An exact copy of every record is the expected answer.

— RECORD EXCERPTS —
-- -- --

PR #638, opened 2019-07-09
[WIP] Investigating freeing of invalid pointer on shutdown

jmikola:
https://jira.mongodb.org/browse/PHPLIB-432


alcaeus:
Closing here: all evidence points to generators being the culprit, which we have removed in #694.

-- -- --

— WRITTEN ANSWER —
PR #638, opened 2019-07-09
[WIP] Investigating freeing of invalid pointer on shutdown

jmikola:
https://jira.mongodb.org/browse/PHPLIB-432


alcaeus:
Closing here: all evidence points to generators being the culprit, which we have removed in #694.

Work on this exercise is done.